В то же мгновение двери микроавтобуса распахнулись, как по команде, — обе передние и боковая, пассажирская. Из автобуса горохом посыпались какие-то люди, и кто-то сразу, без предисловий, насел на Костылева сзади, обхватив его поперек туловища и прижав локти к бокам. Кто-то еще подскочил сбоку и попытался накинуть ему на голову какую-то тряпку — судя по некоторым признакам, пыльный джутовый мешок. Нападавшие не просили закурить, не интересовались, который час, и вообще обошлись без предварительной подготовки. Они действовали молча, напористо и грубо, и Костылев как-то сразу понял, что незнакомцы намерены загрузить его в свой микроавтобус и увезти в неизвестном направлении.

Надо полагать, этих людей нанял кто-то, кому непобедимость Костыля давно стояла поперек глотки и кто многое бы отдал, лишь бы незаметно убрать его с ринга. Костылев не стал думать о том, почему в таком случае его просто не пырнули в спину ножом; он вообще ни о чем не стал думать, а для начала провел примитивный тройной удар: каблуком в голень, ребром ладони в пах, затылком в лицо, — и позади глухо охнули, выпустили его локти и с шумом сели на асфальт. “Ни хрена себе, профессор”, — простонали оттуда. Костылев не понял, что имел в виду ночной налетчик, а разбираться не было времени.

В воздухе опять темным крылом мелькнул мешок. Костылев увернулся и от души врезал человеку с мешком в солнечное сплетение. Этот мешок его почему-то особенно раздражал, и удар получился, как в лучшие времена, — противник даже не вякнул, а просто исчез в темноте, уйдя, по всей видимости, в глухой аут.

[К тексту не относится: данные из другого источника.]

PR #344, opened 2026-09-23
Write sparse6 and incremental sparse6 (EPIC #38, step 4)

Deln0r:
Fourth step of #38, to the API settled there: a sparse6 write iterator with the change batch, the modification counter that guards it, and `gp_CompactEdgeStorage()`, which the reader now uses as well. The bytes are the ones nauty writes.

Not in this PR: the reader lookahead `s6_RetrieveGraphChange()`, which per your note on #341 belongs at the `gp_` level, with every format but sparse6 reporting no increment.

## Type of change

### Added

* `c/graphLib/io/s6-write-iterator.[ch]`: `s6_NewWriter()`, `s6_InitWriterWithString()`, `s6_InitWriterWithFileName()`, `s6_SetOutputErrorFlag()`, `s6_WriteGraph()` and `s6_FreeWriter()` mirror the graph6 writer; `s6_StoreGraphChange(it, e, u, v)` stores the deletion of the edge `e` in use, kept by its endpoints so that no stored change can stale another, or the addition of `{u, v}` between two real vertices that the graph lacks. Loops, parallel edges, a pair stored twice in one batch, and anything stored before the first whole graph are refused at store time. `s6_WriteGraph()` writes the whole graph as a `:` line when nothing is stored, otherwise the batch as a `;` line, which it then applies to the graph and compacts. A batch is relative to the graph written last, so a graph modified directly since then is refused and the batch discarded, and a whole write is the way to continue. Hidden edges are refused, whole or batch, because the graph in memory and the graph in the file would disagree about them. A refusal leaves the output as it was; a failure while writing or applying a `;` line marks the output as failed, since nothing could continue from it. The header `>>sparse6<<` is always written, as the graph6 writer writes its own. The one-shot path behind `gp_Write()` mirrors the graph6 one, including that `sf_Free()` does not report a failed close of the file; if you want that reported, it is a `strOrFile` change that would serve both writers.
* `c/samples/K10.g6.0-based.S6.out.s6`, `N5-all.g6.0-based.S6.out.s6`, `nauty_example.g6.0-based.S6.out.s6`, `nauty_example.s6.0-based.S6.out.s6`: the expected output of `-s` for those inputs.

### Updated

* `c/graphLib/graph.[ch]`: `gp_CompactEdgeStorage()`, between `gp_EnsureEdgeCapacity()` and `gp_ResetGraphStorage()`, fills every hole that deletions leave. It sorts the holes once, so that the last pair, when it is a hole, is always on top of the stack, and moves the last pair in use into the top hole through `gp_DeleteEdge()` and `gp_DynamicAddEdge()`, so that extensions which overload deletion stay consistent; the flags of both records travel with the edge, whose position in its two adjacency lists changes. What does not travel is per-edge extension data, such as the path a reduction edge of the K4 or K3,3 search stands for, since the overloads clear it for the vacated records and initialize it for the new ones; the header says so, and the reader and writer only ever call it between algorithms. The modification counter is incremented in `gp_InsertEdge()`, `gp_DeleteEdge()`, `gp_CopyGraph()`, `gp_CopyAdjacencyLists()`, `gp_HideEdge()`, `gp_RestoreEdge()`, `gp_IdentifyVertices()`, `gp_RestoreVertex()`, `gp_ResetGraphStorage()` and `gp_CompactEdgeStorage()`, and in `gp_ClearEdgeDirectionFlags()` and `gp_TransposeDirectedGraph()` when they change a flag. The wrappers count before calling the overloadable function, since a failure part way through has already changed the graph.
* `c/graphLib/graph.private.h`: `modificationCount` in `graphPrivateDataStruct`, read with `theGraphModificationCount()` and advanced with `gp_NoteModification()`, both package private, as you asked.
* `c/graphLib/graphDFSUtils.c`: `gp_SortVertices()` counts as well.
* `c/graphLib/io/s6-read-iterator.c`: one `gp_CompactEdgeStorage()` per `;` line instead of a fill after each deletion.
* `c/graphLib/io/graphIO.[ch]`: `WRITE_SPARSE6` for `gp_Write()` and `gp_WriteToString()`.
* `c/planarityApp/planarityTransformGraph.c`, `planarityUtils.c`, `planarity.h`, `planarityHelp.c`, `planarity.1`: `-x -s`, with the `.out.s6` suffix, the `S6` name in the expected-file convention, and the S choice in the menu.
* `TestSupport/planaritytesting/planaritytesting_utils.py`: the `s` letter among the format specifiers.
* `c/planarityApp/planarityCommandLine.c`: `runSparse6WriteTests()`, below.
* `Makefile.am`, `c/samples/Makefile.am`, `c/graphLib/graphLib.h`: the new files.

## Testing

- Single lines against the specification's example and against what `copyg -s` writes, including the padding case the specification singles out, at orders 4 and 16, the four-byte order at 63, and the graph of order 1.
- All 34 graphs of order 5 written whole and compared with `N5-all.s6`, then written incrementally, each batch being the symmetric difference from the previous graph, and compared with `N5-all.inc.s6`; after every batch the writer's graph equals the graph read and has no holes.
- Every refusal of `s6_StoreGraphChange()` and `s6_WriteGraph()`: before the first write, an edge not in use, an edge already present, a loop, a vertex out of range, wrong argument combinations, a pair twice in one batch, a direct edit between writes, a hidden edge, a digraph, a second initialization. Each leaves the writer able to write, and the four lines that come out are the ones `copyg` writes for those graphs.
- `gp_CompactEdgeStorage()` on K5 with holes in the middle and at the end, recorded by either record of their pairs: no holes afterwards, the edge count and edge set unchanged, the direction flag of the moved edge kept; a dense graph and a NULL graph behave as documented.
- `-s` on `nauty_example.g6`, `N5-all.g6`, `K10.g6` from a file and from a string, and on `nauty_example.s6`.
- Outside the tree, against `copyg -s` and `copyg -i` on every graph of orders 2 to 10, which is 12,293,433 graphs, and on random graphs of orders 16, 31, 32, 63, 64, 100, 255, 256 and 1000, in both modes: no byte differs, the header aside.
- Five guards removed one at a time, each making a named test fail: the padding case, the counter check, the hidden-edge check, the flag carry, and compaction itself, without which `-t -d` over `n8.mALL.inc.s6` fails at graph 9 as it did before #329's fill.
- Containers on Ubuntu 24.04: gcc-14 and clang-18 under `--enable-compile-warnings=error`, gcc-14 with `--enable-unsigned-char`, plain gcc and clang, and `make distcheck`. Ubuntu 26.04: clang with ASan and with UBSan. macOS Apple clang: error gate and `make check`. All clean.


john-boyer-phd (changes requested):
This is looking really great, Ian. Just a few asks:

1. It turns out `planarityCommandLine.c` is getting too big because of all the awesome testing being added. I need to do a separate issue about breaking out the backlog of tests in it into separate files in the `planarity-test` subdirectory, but for now it seems important to not grow the problem. Therefore, would you please break out the sparse6 testing into a `testSparse6.c`  in `planarity-test`? 
2. Around line 689 of `planarityRandomGraphs.c` there is a place that prompts for saving G6. Could you please add another prompt for S6 (and code in and around to support it)? The reason is that I am pretty sure sparse6 even without incremental will prove useful for saving very large maximal planar graphs for testing. A single 10 million vertex graph takes about half a gig on disk in adjacency list format, and I'm betting sparse6 will be smaller and faster to write (and read).
3. Of course, the preceding point requires being able to write sparse6 graphs larger than 100,000 vertices. That limit was placed on Graph6 because it reads the whole graphs and requires quadratic space to do so, but it is not needed for Sparse6 because you are reading and writing bytes at a time, not the whole graph, and the whole line is as sparse as the graph is. So, I'd like to ask if you could please lift the 100,000 vertex limit. Our real limit is the 178 million. Also, my apologies I didn't mention this on the reader pull request, but we have to be able to read what we write. In both cases, reading and writing, this will affect the code for processing the graph order. However, it will be really exciting to see if sparse6 will give a substantially smaller file and read/write time than the adjacency list format because graph6 is clearly not able to do this.

**Edit:**

4. It looks to be the case that `gp_CompactEdgeStorage()` cannot avoid being an overloadable in the function table if it is to be public. The problem is that `gp_DeleteEdge()` overloads will destroy extension edge data that `gp_DynamicAddEdge()` won't recover. The function works for the current use case, but would have to be made private if we stick with it as-is. The alternative pretty nice though. Instead of having to call `qsort`, the main implementation for the base class graph would just take successively endmost edge record pairs and copy them into the successive holes indicated by the `edgeHoles` stack/array. Each such copied edge record pair will have to repair its non-`NIL` adjacency list predecessors and successors to point to the new index locations. Each extension overload would do the same thing to its edge data structure, then call the base class function. The base class function would be last, so it can just set the `edgeHoles` stack size to zero at the end. Would you find it to be OK to do now, or do you want to move this function private and have me file a separate issue about how to make it public? It's not urgent, so either way would be OK.

I'm looking through all the rest still, but it's all looking really great so far. Thank you, Ian.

Противников было пятеро, но сначала они дрались как-то вяло и даже не столько дрались, сколько делали вид, что дерутся, а сами все время пытались навалиться на Костылева всем скопом, прижать к земле, скрутить и лишить возможности сопротивляться. Костылев понял это почти сразу и постарался не дать им шанса осуществить свое намерение. Тогда они постепенно вошли в раж и начали драться по-настоящему — то есть так, как умели. А умели они весьма скверно, ни одного Мурзы среди них не было, а были только здоровенные неуклюжие быки, и Костылев валял их по двору в свое удовольствие — так, что только кусты трещали да глухо бухало железо, когда кто-нибудь в очередной раз со всего маху прилипал к борту микроавтобуса. Потом все они куда-то исчезли; Костылев догнал последнего и мощным пинком забил его в открытую дверцу микроавтобуса, который, оказывается, уже завелся. Следующий пинок пришелся в многострадальный борт, а потом водитель наконец со скрежетом и хрустом воткнул передачу, машина тронулась и задним ходом очень быстро выкатилась со двора, на прощанье ослепив Костылева светом фар.